Friday, January 05, 2007

Too long of a day

The bone scan was pretty uneventful today. The way a bone scan works is they inject you with a radioactive tracer that settles in bones. You go away, drink a ton of water or juice, and come back after two or three hours. Then they run what is basically a huge Geiger counter over you to get an image of how the tracer is taken up. Mets can appear as either more or less take-up of the tracer.

The only part I didn't like today was that the tracer really hurt when it was injected. They have to use my right arm, and I had eight rounds of chemo in that vein back in 2000-2001 so that vein is really scarred up. The needle they use to do the injection is pretty big, too (they can use a smaller needle to draw blood). I can't have anything injected into my left arm because it's already got mild lymphedema. The injection doesn't usually hurt, though - today was an anomaly - and the scan itself is painless.

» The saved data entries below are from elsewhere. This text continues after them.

PR #1395, opened 2015-06-09
PHRAS-442 #time 5h

jygaulier:
facets returned in API
"suggestions" returned in API (as flat facets)

### DIFF
--- a/lib/Alchemy/Phrasea/Controller/Api/V1Controller.php
+++ b/lib/Alchemy/Phrasea/Controller/Api/V1Controller.php
@@ -1099,19 +1099,19 @@ class V1Controller extends Controller
         $this->getSearchEngine()->clearCache();
 
         $ret = [
-            'offset_start'      => $offsetStart,
-            'per_page'          => $perPage,
+            'offset_start' => $offsetStart,
+            'per_page' => $perPage,
             'available_results' => $search_result->getAvailable(),
-            'total_results'     => $search_result->getTotal(),
-            'error'             => (string)$search_result->getError(),
-            'warning'           => (string)$search_result->getWarning(),
-            'query_time'        => $search_result->getDuration(),
-            'search_indexes'    => $search_result->getIndexes(),
-            'suggestions'       => array_map(
+            'total_results' => $search_result->getTotal(),
+            'error' => (string)$search_result->getError(),
+            'warning' => (string)$search_result->getWarning(),
+            'query_time' => $search_result->getDuration(),
+            'search_indexes' => $search_result->getIndexes(),
+            'suggestions' => array_map(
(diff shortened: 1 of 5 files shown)


lib/Alchemy/Phrasea/Controller/Api/V1Controller.php
```diff
@@ -1081,6 +1081,7 @@ private function prepareSearchRequest(Request $request)
                 function (SearchEngineSuggestion $suggestion) {
                     return $suggestion->toArray();
                 }, $search_result->getSuggestions()->toArray()),
+            'facets'            => $search_result->getFacets(),
```
bburnichon: Can you please remove superfluous spaces? Thanks

lib/Alchemy/Phrasea/SearchEngine/Elastic/Search/FacetsResponse.php
```diff
@@ -31,6 +31,11 @@ public function __construct(Escaper $escaper, array $response)
         }
     }
 
+    public function getFacets()
```
bburnichon: Please add phpdoc block to ease IDE in guessing types.

bburnichon:
Seems you broke 2 tests.

lib/Alchemy/Phrasea/SearchEngine/Elastic/Search/FacetsResponse.php
```diff
@@ -31,6 +31,16 @@ public function __construct(Escaper $escaper, array $response)
...
     }
 
+    /**
+     * Term aggregates
+     *
+     * @return array
+     */
+    public function getFacets()
+    {
+        return $this->facets;
```
mdarse: You should not do that. This is private structure, if you expose it we will not be able to change it anymore.

lib/Alchemy/Phrasea/SearchEngine/Elastic/ElasticSearchEngine.php
```diff
@@ -292,8 +293,16 @@ public function query($string, $offset, $perPage, SearchEngineOptions $options =
...
         }
 
+        /** @var FacetsResponse $facets */
         $facets = $this->facetsResponseFactory->__invoke($res);
 
+        // for es, suggestions are a flat view of facets (api backward compatibility)
+        $suggestions->clear();
+        foreach($facets->getFacets() as $facet) {
+            foreach($facet['values'] as $value) {
+                $suggestions->add(new SearchEngineSuggestion($value['query'], $value['value'], $value['count']));
```
mdarse: This code should not be here, at least it should be extracted in another method or class, `ElasticSearchEngine` is too heavy already. Maybe this belong in some `FacetResponse::getSuggestions()` method.

PR #113, opened 2020-11-18
Fix the install of snapshot CRDs and controller

xing-yang:
This PR installs snapshot CRDs and rbac rules from the repo
and installs snapshot controller from a local image if it is
a PR in external-snapshotter repo.
Otherwise it uses main or a stable version.

### DIFF
--- a/prow.sh
+++ b/prow.sh
@@ -700,6 +700,10 @@ install_csi_driver () {
 install_snapshot_crds() {
   # Wait until volumesnapshot CRDs are in place.
   CRD_BASE_DIR="https://raw.githubusercontent.com/kubernetes-csi/external-snapshotter/${CSI_SNAPSHOTTER_VERSION}/client/config/crd"
+  if [[ ${REPO_DIR} == *"external-snapshotter"* ]]; then
+      CRD_BASE_DIR="${REPO_DIR}/client/config/crd"
+  fi
+  echo "Installing snapshot CRDs from ${CRD_BASE_DIR}"
   kubectl apply -f "${CRD_BASE_DIR}/snapshot.storage.k8s.io_volumesnapshotclasses.yaml" --validate=false
   kubectl apply -f "${CRD_BASE_DIR}/snapshot.storage.k8s.io_volumesnapshots.yaml" --validate=false
   kubectl apply -f "${CRD_BASE_DIR}/snapshot.storage.k8s.io_volumesnapshotcontents.yaml" --validate=false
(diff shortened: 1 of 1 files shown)


prow.sh
```diff
@@ -733,8 +746,55 @@ install_snapshot_controller() {
     sleep 10   
   done
 
+  SNAPSHOT_CONTROLLER_YAML="${CONTROLLER_DIR}/deploy/kubernetes/snapshot-controller/setup-snapshot-controller.yaml"
+  if [[ ${REPO_DIR} == *"external-snapshotter"* ]]; then
+      NEW_TAG="csiprow"
```
msau42, line 751: Can you add a comment where you got this logic from?

xing-yang:
Submitted the following PRs to test this fix.  CI has passed on both PRs:
https://github.com/kubernetes-csi/external-snapshotter/pull/427
https://github.com/kubernetes-csi/csi-driver-host-path/pull/224

prow.sh
```diff
@@ -733,8 +746,55 @@ install_snapshot_controller() {
...
+      # shellcheck disable=SC2086
+      # Ignore: Use find instead of ls to better handle non-alphanumeric filenames.
+      # shellcheck disable=SC2012
+      for i in $(ls ${SNAPSHOT_CONTROLLER_YAML} | sort); do
+          echo "   $i"
+          # Ignore: Useless cat. Consider 'cmd < file | ..' or 'cmd file | ..' instead.
+          # shellcheck disable=SC2002
+          # Ignore: See if you can use ${variable//search/replace} instead.
+          # shellcheck disable=SC2001
+          modified="$(cat "$i" | while IFS= read -r line; do
```
msau42, line 768: I think longer term we should consider using kustomize to patch the image so we don't need to maintain this logic.

msau42: https://github.com/kubernetes-csi/csi-release-tools/issues/114

prow.sh
xing-yang: This is here: https://github.com/kubernetes-csi/csi-release-tools/pull/113/files#diff-c2d96beb8cf73c62f7ae059aff96e381a8d73317df3ce356f36ba6b46338959dR1115

The image built from PR gets a "csiprow" tag.

prow.sh
xing-yang: Sure

prow.sh
xing-yang: Added comments.

xing-yang:
@msau42 addressed your comments.  PTAL.  Thanks.

prow.sh
msau42: Oh sorry, I was referring to the logic below where we're replacing the image tag

xing-yang: That's from deploy-hostpath.sh: https://github.com/kubernetes-csi/csi-driver-host-path/blob/master/deploy/util/deploy-hostpath.sh#L155

xing-yang: Updated.

PR #116, opened 2020-11-24
allow export registry name

andyzhangx:


build.make
```diff
@@ -20,7 +20,7 @@
 
 # This is the default. It can be overridden in the main Makefile after
 # including build.make.
-REGISTRY_NAME=quay.io/k8scsi
+REGISTRY_NAME?=quay.io/k8scsi
```
pohly, line 23: This I understand: you want to do `REGISTRY_NAME=foo make push` instead of `make push REGISTRY_NAME=foo`.

build.make
```diff
@@ -51,7 +51,7 @@ IMAGE_TAGS+=$(shell git branch -r --points-at=HEAD | grep 'origin/release-' | gr
 IMAGE_TAGS+=$(shell tagged="$$(git describe --tags --match='v*' --abbrev=0)"; if [ "$$tagged" ] && [ "$$(git rev-list -n1 HEAD)" = "$$(git rev-list -n1 $$tagged)" ]; then echo $$tagged; fi)
 
 # Images are named after the command contained in them.
-IMAGE_NAME=$(REGISTRY_NAME)/$*
+IMAGE_NAME?=$(REGISTRY_NAME)/$*
```
pohly, line 54: But why this?

build.make
andyzhangx: correct

build.make
andyzhangx: mainly I want to:
```
export REGISTRY_NAME=...
export IMAGE_NAME=...
make build
make container
```

with this PR, it could tag image name with correct registry name, otherwise need workaround, thanks.

pohly: But why set `IMAGE_NAME`? It's a combination of other input variables. You shouldn't need to set it.

andyzhangx: I think there is var name conflict in NFS Makefile, reverted this change. PTAL.

pohly (approved):
/lgtm

Now it makes sense to me :grin:

PR #117, opened 2020-11-29
upgrade csi-test to v4.0.2

fengzixu:
### Reason

The current csi-test version doesn't support the new capabilities, like VOLUME_CONDITION and GET_VOLUME. Both of them are needed by the external-health-monitor project and other projects which are integrating with external-health-monitor: https://github.com/kubernetes-csi/csi-driver-host-path/pull/210.

In that case, I think we need to upgrade the version of csi-test

```release-note
upgrade version of csi-test to v4.0.2
```

### DIFF
--- a/prow.sh
+++ b/prow.sh
@@ -227,7 +227,7 @@ configvar CSI_PROW_E2E_IMPORT_PATH "k8s.io/kubernetes" "E2E package"
 # of the cluster. The alternative would have been to (cross-)compile csi-sanity
 # and install it inside the cluster, which is not necessarily easier.
 configvar CSI_PROW_SANITY_REPO https://github.com/kubernetes-csi/csi-test "csi-test repo"
-configvar CSI_PROW_SANITY_VERSION 5421d9f3c37be3b95b241b44a094a3db11bee789 "csi-test version" # latest master
+configvar CSI_PROW_SANITY_VERSION af2d21f66c88d7b4956c17d8123cdc563ca0ba0a "csi-test version" # latest master
 configvar CSI_PROW_SANITY_IMPORT_PATH github.com/kubernetes-csi/csi-test "csi-test package"
 configvar CSI_PROW_SANITY_SERVICE "hostpath-service" "Kubernetes TCP service name that exposes csi.sock"
 configvar CSI_PROW_SANITY_POD "csi-hostpathplugin-0" "Kubernetes pod with CSI driver"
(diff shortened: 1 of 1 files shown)


xing-yang:
Hi @pohly, 

Volume health support was added to csi-test v4.0: https://github.com/kubernetes-csi/csi-test/blob/v4.0.2/CHANGELOG/CHANGELOG-4.0.md#other-notable-changes-1.

@fengzixu is working on adding volume health support to csi hostpath driver, but CI can't pass now because csi sanity test still uses an older version of csi-test: https://github.com/kubernetes-csi/csi-driver-host-path/pull/210/files#r530651591.

Can we update prow.sh to use csi-test v4.0.2?

prow.sh
```diff
@@ -227,8 +227,8 @@ configvar CSI_PROW_E2E_IMPORT_PATH "k8s.io/kubernetes" "E2E package"
 # of the cluster. The alternative would have been to (cross-)compile csi-sanity
 # and install it inside the cluster, which is not necessarily easier.
 configvar CSI_PROW_SANITY_REPO https://github.com/kubernetes-csi/csi-test "csi-test repo"
-configvar CSI_PROW_SANITY_VERSION 5421d9f3c37be3b95b241b44a094a3db11bee789 "csi-test version" # latest master
-configvar CSI_PROW_SANITY_IMPORT_PATH github.com/kubernetes-csi/csi-test "csi-test package"
+configvar CSI_PROW_SANITY_VERSION af2d21f66c88d7b4956c17d8123cdc563ca0ba0a "csi-test version" # latest master
```
pohly, line 230: A tag would be more readable and make the comment obsolete.

If I remember correctly, a hash was used only because there was no suitable release.

xing-yang: Makes sense.

@fengzixu, can you use tag v4.0.2 instead of a hash?

fengzixu: Done

xing-yang: Can you apply this change temporarily on your PR in csi-driver-host-path and see if it passes CI?  Unit test will fail but other CI should pass if this works.

fengzixu: Sure

fengzixu:
https://github.com/kubernetes-csi/csi-driver-host-path/pull/210 I think we can approve and merge this PR now.

pohly (commented):
/lgtm
/approve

So anyways, the scan went ok. I don't know if they saw anything. They did do close-up scans of my sternum to compare against the last time and my leg since it's the area of concern this time. I also had an xray done of my pelvis and leg. From a distance, the xrays looked normal, but I guess that doesn't mean anything. I don't know when I'll get my results. My fear now is that the scans won't show anything, and they'll think that I'm crying wolf. I'm quite sure that the pain exists and that it's in the bone.... but there is always a doubtful voice in me that says "There's nothing really wrong with me. It's all in my head. I'm making this up." I guess I'm worried that my pain won't be validated. Yeah, I know, it's silly, but there it is.

This evening we watched The Texas Chain Saw Massacre (the original). It is clearly a groundbreaking slasher film, and I can see how people might have found it scary at the time. The soundtrack is certainly scary. Seen today, however, it's less scary. The acting was less sure in the original, I think. I think I liked the remake better. I also thought that House of 1000 Corpses, which has a similar storyline, was much, much scarier - not to mention gorier, but even without the gore it would be a very scary film. We'd hoped to watch The Descent as well tonight, but since Ian's currently watching the documentary of the making of "The Texas Chain Saw Massacre", we'll watch the other movie tomorrow.

I'm still feeling awful. I feel like I've been run over by a truck - everything takes up too much energy. Even the thought of having to go upstairs and sort laundry is overwhelming. My eyes are slowly getting better, but the one is still quite red and they're both itchy (no, I haven't been scratching at them). I just want to crawl into bed and sleep. I've made Ian promise not to wake me tomorrow - he usually gets me up around 12:30pm if I don't get up before them - because I just need to sleep. I remember I used to end up feeling this way about once or twice a year, and the only "cure" was to sleep almost non-stop for a couple of days. I'm looking forward to not having to do anything at all this weekend.